Quest for Cervantes' remains goes deeper in Madrid
MADRID - Reuters
A ground-penetrating radar is searching for the remains of Spanish writer Miguel de Cervantes four centuries after his death, in the center of Madrid. AFP PhotoA team searching for the lost remains of Miguel de Cervantes has detected potential burial sites under a convent in Madrid and wants to excavate to verify whether the creator of Don Quixote lies under the centuries-old building.
Almost 400 years after Spain’s most celebrated writer died, a group of historians and forensic experts used ground-penetrating radar in April to explore the earth under the brick-walled convent in the heart of the capital.
The researchers said the radar detected underground anomalies consistent with gravesites.
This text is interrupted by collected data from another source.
PR #871, opened 2024-11-18
Feature/data transfer functional block

Pietfried:
## Describe your changes
* Added message handler interface to be implemented by specific functional blocks
* Moved DataTransfer functionality to DataTransfer functional block using the targeted design. Added test cases for the new functional block

### DIFF
--- a/include/ocpp/v201/functional_blocks/data_transfer.hpp
+++ b/include/ocpp/v201/functional_blocks/data_transfer.hpp
@@ -1,0 +1,62 @@
+// SPDX-License-Identifier: Apache-2.0
+// Copyright Pionix GmbH and Contributors to EVerest
+
+#pragma once
+
+#include <ocpp/v201/message_dispatcher.hpp>
+#include <ocpp/v201/messages/DataTransfer.hpp>
+
+namespace ocpp {
+namespace v201 {
+
+class DataTransferInterface {
+
+public:
+    /// \brief Sends a DataTransfer.req message to the CSMS using the given parameters
+    /// \param vendorId
+    /// \param messageId
+    /// \param data
+    /// \return DataTransferResponse containing the result from CSMS
+    virtual std::optional<DataTransferResponse> data_transfer_req(const CiString<255>& vendorId,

The search also showed that the crypt under the transept of the convent’s church had a larger number of burial niches than previously thought, they told a news conference on June 9.
Without opening the burial chambers in the crypt and digging into possible burial sites outside it, they said they cannot know if Cervantes’ remains are there.
“We still have hope that if Cervantes’ remains were not moved they have to be somewhere under this site,” said Francisco Etxeberria, a forensic anthropologist who analysed the results of the searches. Luis Avial, who conducted the search with the ground-penetrating radar equipment, said he has identified exactly where archaeologists would have to focus their search for bones that would meet the description of Cervantes: a man over 50 with wounds to his left arm and chest.
Born in 1547, Cervantes’ Don Quixote is recognized as one of history’s greatest literary works and considered a precursor of the modern novel. He was buried in Madrid after his death in 1616 - the same week in which William Shakespeare died.
Experts believe Cervantes’ remains could be under the 17th-century convent.